* **WHAT THIS TASK INVOLVES**
The expected answer is the complete listing, reproduced character for character.

* **RECORDS FOR THE TASK**
PR #14013, opened 2023-12-14
refactor: access KVMeta with methods instead of field

drmingdrmer:

##### refactor: access KVMeta with methods instead of field

Make `KVMeta.expire_at` a private field for future refactoring.
Update accessing to it with via methods.

Several methods are added to `KVMeta` and `SeqValue`:

- `eval_expire_at_ms()` evaluate and return a absolute expire time in millisecond. The returned value is set to `u64::MAX` if not expire is set.
- `get_expire_at_ms()` return an `Option` of absolute expire time in millisecond.

## Changelog

- Improvement

## Related Issues

- - -
This change is [Reviewable](https://reviewable.io/reviews/datafuselabs/databend/14013)


ariesdevil (approved):

Xuanwo (approved):
Nice change!

PR #14029, opened 2023-12-15
chore: add runtime filter pruned rows to query log

xudong963:

## Summary

Summary about this PR

- Closes #issue

## Tests
- [ ] Unit Test
- [x] Logic Test
- [ ] Benchmark Test

- - -
This change is [Reviewable](https://reviewable.io/reviews/datafuselabs/databend/14029)


BohuTANG:
Can we add it to profiling or `explain analyze`? Add to query_log is not userful, the query log is not for profiling.

xudong963:
> Can we add it to profiling or `explain analyze`? Add to query_log is not userful, the query log is not for profiling.

I'll give a try.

* **SOLUTION TO THIS PROBLEM**
PR #14013, opened 2023-12-14
refactor: access KVMeta with methods instead of field

drmingdrmer:

##### refactor: access KVMeta with methods instead of field

Make `KVMeta.expire_at` a private field for future refactoring.
Update accessing to it with via methods.

Several methods are added to `KVMeta` and `SeqValue`:

- `eval_expire_at_ms()` evaluate and return a absolute expire time in millisecond. The returned value is set to `u64::MAX` if not expire is set.
- `get_expire_at_ms()` return an `Option` of absolute expire time in millisecond.

## Changelog

- Improvement

## Related Issues

- - -
This change is [Reviewable](https://reviewable.io/reviews/datafuselabs/databend/14013)


ariesdevil (approved):

Xuanwo (approved):
Nice change!

PR #14029, opened 2023-12-15
chore: add runtime filter pruned rows to query log

xudong963:

## Summary

Summary about this PR

- Closes #issue

## Tests
- [ ] Unit Test
- [x] Logic Test
- [ ] Benchmark Test

- - -
This change is [Reviewable](https://reviewable.io/reviews/datafuselabs/databend/14029)


BohuTANG:
Can we add it to profiling or `explain analyze`? Add to query_log is not userful, the query log is not for profiling.

xudong963:
> Can we add it to profiling or `explain analyze`? Add to query_log is not userful, the query log is not for profiling.

I'll give a try.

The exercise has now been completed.